> [Work order] Lines to restate from the data below: from the one containing "- The PATCH" to the one containing "- 🟡 **Unmount", both included. Give them again exactly, and only them.

BEGIN

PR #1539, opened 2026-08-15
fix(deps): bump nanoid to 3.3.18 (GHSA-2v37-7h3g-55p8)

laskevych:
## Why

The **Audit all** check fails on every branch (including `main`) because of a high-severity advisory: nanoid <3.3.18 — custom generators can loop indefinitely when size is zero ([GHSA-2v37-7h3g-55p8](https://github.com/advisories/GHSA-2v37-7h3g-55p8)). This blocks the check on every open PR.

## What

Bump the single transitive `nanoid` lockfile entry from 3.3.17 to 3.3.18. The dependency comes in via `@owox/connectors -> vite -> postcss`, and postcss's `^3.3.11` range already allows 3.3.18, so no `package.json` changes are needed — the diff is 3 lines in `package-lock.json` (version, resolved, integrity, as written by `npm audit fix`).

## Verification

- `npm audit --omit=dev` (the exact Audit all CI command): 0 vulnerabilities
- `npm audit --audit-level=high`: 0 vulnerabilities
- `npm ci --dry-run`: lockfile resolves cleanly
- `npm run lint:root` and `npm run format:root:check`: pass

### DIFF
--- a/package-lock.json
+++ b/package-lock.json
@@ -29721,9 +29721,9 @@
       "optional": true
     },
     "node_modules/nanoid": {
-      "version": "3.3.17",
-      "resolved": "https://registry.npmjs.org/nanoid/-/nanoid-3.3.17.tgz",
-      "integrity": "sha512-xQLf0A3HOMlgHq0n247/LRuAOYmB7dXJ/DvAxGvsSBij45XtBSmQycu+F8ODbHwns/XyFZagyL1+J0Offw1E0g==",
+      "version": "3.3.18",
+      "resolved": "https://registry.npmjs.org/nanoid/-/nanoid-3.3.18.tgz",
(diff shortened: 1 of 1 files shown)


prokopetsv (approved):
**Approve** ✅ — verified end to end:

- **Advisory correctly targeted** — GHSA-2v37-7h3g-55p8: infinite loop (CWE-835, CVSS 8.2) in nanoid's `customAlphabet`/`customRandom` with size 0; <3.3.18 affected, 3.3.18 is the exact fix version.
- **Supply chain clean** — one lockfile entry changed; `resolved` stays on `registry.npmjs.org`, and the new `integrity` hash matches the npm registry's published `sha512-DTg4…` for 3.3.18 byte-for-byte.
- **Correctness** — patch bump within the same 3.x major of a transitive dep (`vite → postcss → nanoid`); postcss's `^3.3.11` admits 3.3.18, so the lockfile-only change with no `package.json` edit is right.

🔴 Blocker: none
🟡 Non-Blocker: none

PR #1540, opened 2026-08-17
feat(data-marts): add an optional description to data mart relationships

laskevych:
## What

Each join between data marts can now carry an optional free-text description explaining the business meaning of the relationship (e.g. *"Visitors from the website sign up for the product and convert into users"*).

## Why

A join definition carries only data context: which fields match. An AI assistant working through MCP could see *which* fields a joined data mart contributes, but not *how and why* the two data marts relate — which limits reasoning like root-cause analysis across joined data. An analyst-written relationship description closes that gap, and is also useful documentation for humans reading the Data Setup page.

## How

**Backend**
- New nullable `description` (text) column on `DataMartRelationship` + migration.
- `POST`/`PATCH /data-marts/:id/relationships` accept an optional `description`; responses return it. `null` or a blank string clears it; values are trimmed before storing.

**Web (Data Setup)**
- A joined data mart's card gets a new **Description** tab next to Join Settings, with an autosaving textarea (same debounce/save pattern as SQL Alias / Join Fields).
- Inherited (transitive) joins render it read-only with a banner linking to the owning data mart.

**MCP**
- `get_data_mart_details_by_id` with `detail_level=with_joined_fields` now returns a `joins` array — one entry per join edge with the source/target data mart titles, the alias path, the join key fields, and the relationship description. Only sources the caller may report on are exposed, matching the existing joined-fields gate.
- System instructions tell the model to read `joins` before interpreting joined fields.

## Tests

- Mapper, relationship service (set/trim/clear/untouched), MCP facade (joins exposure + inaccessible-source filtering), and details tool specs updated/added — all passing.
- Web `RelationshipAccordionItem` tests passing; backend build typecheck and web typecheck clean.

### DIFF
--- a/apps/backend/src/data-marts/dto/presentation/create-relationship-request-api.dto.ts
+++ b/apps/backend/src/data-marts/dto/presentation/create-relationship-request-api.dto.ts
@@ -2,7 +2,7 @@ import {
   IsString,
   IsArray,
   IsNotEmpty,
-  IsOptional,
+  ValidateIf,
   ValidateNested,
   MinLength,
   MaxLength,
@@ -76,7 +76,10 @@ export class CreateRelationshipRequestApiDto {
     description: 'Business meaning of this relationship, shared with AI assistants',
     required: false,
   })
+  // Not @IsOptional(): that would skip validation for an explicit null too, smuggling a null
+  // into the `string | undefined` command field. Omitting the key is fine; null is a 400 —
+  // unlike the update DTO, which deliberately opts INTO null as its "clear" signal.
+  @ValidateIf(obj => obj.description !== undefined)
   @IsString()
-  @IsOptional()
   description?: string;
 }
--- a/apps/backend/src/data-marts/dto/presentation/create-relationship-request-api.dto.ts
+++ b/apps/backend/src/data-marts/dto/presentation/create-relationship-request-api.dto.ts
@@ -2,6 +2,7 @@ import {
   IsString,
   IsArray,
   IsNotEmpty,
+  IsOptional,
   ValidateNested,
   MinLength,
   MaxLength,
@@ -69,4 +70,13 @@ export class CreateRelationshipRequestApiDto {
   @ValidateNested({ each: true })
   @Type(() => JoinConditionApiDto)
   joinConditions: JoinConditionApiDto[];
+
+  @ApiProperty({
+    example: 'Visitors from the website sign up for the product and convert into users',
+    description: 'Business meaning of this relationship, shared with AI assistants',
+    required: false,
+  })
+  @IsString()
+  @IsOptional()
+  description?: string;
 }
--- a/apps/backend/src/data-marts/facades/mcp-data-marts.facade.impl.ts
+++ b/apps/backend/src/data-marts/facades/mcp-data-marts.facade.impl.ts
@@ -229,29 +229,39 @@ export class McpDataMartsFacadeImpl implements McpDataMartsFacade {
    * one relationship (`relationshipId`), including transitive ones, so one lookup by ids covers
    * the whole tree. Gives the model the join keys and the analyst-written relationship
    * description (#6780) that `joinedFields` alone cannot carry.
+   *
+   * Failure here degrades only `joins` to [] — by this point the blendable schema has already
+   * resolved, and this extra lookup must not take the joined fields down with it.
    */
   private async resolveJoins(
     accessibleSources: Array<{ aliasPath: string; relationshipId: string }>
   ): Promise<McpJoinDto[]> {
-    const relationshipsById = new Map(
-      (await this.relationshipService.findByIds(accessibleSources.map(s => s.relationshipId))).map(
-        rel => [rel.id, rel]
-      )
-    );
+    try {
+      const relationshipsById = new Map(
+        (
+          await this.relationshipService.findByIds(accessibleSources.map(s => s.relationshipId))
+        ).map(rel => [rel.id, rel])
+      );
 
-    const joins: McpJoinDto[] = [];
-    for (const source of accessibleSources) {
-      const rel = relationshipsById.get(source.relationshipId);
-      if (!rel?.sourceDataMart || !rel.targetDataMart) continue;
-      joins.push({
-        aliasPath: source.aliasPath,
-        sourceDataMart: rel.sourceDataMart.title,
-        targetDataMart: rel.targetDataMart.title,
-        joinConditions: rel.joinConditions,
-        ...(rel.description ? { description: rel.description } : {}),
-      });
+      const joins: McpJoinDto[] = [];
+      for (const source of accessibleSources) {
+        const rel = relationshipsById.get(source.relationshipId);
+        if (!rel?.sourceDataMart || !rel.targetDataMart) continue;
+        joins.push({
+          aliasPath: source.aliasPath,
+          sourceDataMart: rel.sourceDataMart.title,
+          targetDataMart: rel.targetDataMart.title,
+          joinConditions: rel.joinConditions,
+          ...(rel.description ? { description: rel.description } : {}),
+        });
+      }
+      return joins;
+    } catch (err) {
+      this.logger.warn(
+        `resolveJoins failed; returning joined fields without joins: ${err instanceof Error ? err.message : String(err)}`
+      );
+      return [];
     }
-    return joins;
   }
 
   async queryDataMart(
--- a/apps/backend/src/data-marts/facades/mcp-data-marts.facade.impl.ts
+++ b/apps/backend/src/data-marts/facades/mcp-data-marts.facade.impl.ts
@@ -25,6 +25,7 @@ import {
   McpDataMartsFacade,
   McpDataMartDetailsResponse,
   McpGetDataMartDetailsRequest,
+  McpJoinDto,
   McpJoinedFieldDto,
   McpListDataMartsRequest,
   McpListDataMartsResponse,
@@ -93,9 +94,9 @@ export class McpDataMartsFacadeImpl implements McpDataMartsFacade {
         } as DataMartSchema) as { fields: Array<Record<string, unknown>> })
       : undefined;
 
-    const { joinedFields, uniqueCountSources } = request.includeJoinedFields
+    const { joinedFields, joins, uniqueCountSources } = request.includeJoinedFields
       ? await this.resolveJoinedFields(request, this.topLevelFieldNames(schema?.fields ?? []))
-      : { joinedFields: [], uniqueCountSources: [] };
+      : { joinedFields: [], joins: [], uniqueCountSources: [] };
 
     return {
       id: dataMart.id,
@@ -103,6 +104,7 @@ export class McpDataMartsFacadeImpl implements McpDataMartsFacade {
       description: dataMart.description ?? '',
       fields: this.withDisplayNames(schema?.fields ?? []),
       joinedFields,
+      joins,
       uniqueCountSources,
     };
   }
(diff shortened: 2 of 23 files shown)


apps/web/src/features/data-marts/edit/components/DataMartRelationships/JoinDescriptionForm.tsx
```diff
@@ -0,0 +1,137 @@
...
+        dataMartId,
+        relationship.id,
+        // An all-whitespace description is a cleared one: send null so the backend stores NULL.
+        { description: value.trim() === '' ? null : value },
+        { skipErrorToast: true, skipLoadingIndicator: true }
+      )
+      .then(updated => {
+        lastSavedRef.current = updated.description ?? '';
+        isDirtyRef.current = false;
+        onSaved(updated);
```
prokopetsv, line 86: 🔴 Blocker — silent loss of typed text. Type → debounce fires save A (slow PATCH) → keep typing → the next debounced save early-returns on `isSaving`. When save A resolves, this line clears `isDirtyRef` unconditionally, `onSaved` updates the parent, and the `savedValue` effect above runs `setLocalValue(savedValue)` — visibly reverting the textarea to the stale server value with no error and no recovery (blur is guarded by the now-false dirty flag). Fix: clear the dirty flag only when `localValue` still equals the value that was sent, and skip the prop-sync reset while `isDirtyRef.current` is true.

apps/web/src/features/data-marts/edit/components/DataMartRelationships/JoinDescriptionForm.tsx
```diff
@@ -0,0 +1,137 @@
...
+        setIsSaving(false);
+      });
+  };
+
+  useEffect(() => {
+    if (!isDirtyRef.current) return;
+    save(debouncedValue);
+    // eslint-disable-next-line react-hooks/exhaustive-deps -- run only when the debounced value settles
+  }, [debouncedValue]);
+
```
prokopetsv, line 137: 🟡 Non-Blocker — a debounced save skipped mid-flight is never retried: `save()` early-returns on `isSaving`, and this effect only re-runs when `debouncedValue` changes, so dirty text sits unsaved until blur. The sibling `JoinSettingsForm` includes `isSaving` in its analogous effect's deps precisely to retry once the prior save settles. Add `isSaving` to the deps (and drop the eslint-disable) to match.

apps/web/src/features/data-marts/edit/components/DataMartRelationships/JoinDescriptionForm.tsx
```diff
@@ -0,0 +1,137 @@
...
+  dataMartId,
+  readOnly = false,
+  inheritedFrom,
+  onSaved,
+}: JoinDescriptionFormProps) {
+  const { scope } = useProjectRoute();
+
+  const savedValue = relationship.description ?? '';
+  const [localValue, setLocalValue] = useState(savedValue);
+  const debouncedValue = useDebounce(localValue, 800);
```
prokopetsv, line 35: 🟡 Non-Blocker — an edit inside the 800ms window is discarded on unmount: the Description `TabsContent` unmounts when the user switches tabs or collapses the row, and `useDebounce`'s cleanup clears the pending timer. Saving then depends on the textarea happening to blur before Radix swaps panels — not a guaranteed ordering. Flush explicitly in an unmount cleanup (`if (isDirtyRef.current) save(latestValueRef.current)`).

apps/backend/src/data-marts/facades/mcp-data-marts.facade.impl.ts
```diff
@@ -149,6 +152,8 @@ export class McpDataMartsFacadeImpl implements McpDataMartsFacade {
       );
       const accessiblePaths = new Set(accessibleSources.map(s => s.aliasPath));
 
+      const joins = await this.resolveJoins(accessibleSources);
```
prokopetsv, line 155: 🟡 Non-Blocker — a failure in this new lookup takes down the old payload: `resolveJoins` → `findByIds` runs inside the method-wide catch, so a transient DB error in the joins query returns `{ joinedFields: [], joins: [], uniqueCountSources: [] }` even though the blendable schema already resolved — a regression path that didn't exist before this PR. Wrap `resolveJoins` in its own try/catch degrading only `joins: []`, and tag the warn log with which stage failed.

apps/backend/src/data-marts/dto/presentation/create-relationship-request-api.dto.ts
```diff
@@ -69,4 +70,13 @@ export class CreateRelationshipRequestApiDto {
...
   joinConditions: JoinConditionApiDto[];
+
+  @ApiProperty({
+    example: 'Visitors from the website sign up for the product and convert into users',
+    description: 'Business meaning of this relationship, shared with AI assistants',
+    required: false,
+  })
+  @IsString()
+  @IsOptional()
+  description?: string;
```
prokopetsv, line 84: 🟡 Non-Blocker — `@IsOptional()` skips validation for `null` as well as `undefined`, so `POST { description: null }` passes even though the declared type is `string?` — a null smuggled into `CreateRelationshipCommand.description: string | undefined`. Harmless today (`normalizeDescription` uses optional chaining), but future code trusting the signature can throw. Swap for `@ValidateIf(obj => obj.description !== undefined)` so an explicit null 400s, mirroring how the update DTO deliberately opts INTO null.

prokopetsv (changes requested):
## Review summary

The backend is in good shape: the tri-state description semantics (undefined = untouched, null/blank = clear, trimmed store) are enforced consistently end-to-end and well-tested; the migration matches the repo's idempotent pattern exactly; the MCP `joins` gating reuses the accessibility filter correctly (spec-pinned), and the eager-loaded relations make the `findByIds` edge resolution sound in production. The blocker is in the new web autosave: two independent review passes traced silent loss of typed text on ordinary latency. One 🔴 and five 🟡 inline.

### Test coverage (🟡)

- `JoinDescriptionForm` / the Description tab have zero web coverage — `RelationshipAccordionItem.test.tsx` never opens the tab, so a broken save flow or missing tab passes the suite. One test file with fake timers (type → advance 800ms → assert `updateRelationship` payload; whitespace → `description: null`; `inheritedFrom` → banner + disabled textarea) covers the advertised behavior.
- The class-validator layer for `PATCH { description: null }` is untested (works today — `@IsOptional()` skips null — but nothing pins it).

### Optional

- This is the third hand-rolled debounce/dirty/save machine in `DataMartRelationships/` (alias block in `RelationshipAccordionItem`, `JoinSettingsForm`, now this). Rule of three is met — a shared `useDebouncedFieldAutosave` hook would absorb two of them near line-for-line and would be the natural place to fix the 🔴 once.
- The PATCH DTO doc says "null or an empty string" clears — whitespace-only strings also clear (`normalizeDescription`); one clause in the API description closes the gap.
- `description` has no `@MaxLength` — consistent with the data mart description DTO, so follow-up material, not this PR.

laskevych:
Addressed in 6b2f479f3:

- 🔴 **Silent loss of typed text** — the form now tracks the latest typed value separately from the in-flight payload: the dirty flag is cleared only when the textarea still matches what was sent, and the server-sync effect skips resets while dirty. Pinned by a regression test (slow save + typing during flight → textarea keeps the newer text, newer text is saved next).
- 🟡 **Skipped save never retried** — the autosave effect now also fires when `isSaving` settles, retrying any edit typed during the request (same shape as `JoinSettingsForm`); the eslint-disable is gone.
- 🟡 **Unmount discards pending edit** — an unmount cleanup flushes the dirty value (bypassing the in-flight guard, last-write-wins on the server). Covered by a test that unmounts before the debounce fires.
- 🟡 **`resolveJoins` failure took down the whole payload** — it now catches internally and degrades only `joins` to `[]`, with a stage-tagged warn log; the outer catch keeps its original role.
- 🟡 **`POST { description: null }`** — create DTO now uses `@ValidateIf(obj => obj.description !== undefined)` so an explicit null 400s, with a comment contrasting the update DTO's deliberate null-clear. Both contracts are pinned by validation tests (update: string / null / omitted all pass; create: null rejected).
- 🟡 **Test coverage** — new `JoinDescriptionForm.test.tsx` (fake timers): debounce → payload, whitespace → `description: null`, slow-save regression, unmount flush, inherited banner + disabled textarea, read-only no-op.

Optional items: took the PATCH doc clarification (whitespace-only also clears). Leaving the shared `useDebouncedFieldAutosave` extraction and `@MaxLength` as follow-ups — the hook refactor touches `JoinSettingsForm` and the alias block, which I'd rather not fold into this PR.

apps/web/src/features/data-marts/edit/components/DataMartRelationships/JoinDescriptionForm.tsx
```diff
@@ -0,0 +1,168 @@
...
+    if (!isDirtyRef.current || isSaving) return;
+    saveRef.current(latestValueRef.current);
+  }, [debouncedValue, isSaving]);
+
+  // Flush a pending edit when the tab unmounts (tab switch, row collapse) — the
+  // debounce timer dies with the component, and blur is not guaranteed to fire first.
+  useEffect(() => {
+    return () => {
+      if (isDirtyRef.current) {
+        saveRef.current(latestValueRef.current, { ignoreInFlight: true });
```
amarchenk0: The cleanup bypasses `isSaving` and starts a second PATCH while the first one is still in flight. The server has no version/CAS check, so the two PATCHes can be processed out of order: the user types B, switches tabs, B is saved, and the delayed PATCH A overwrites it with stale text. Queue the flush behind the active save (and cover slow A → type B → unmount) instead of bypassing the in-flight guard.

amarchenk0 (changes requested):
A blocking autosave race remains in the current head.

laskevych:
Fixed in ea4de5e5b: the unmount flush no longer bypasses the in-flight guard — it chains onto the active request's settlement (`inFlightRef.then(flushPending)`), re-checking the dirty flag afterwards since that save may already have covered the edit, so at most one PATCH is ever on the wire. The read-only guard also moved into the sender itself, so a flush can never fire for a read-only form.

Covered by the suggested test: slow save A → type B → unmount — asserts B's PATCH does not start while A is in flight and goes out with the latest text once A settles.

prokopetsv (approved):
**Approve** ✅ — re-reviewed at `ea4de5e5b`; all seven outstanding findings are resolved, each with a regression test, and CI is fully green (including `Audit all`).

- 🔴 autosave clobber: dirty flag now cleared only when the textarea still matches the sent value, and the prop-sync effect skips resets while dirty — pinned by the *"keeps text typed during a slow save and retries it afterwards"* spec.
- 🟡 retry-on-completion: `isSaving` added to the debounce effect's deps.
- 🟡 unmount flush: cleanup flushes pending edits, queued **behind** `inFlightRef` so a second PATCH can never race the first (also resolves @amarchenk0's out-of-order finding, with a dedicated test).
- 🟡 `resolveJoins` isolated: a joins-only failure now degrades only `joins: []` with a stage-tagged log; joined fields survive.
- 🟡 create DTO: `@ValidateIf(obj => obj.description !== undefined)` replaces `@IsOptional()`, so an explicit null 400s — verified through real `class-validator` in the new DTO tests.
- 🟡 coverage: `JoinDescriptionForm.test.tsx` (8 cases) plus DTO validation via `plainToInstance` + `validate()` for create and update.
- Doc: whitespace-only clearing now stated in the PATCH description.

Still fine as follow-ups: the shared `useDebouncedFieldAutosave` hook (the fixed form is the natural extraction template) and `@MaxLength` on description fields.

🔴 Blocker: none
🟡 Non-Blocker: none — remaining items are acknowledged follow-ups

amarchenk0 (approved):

END

> [The completed task]
- The PATCH DTO doc says "null or an empty string" clears — whitespace-only strings also clear (`normalizeDescription`); one clause in the API description closes the gap.
- `description` has no `@MaxLength` — consistent with the data mart description DTO, so follow-up material, not this PR.

laskevych:
Addressed in 6b2f479f3:

- 🔴 **Silent loss of typed text** — the form now tracks the latest typed value separately from the in-flight payload: the dirty flag is cleared only when the textarea still matches what was sent, and the server-sync effect skips resets while dirty. Pinned by a regression test (slow save + typing during flight → textarea keeps the newer text, newer text is saved next).
- 🟡 **Skipped save never retried** — the autosave effect now also fires when `isSaving` settles, retrying any edit typed during the request (same shape as `JoinSettingsForm`); the eslint-disable is gone.
- 🟡 **Unmount discards pending edit** — an unmount cleanup flushes the dirty value (bypassing the in-flight guard, last-write-wins on the server). Covered by a test that unmounts before the debounce fires.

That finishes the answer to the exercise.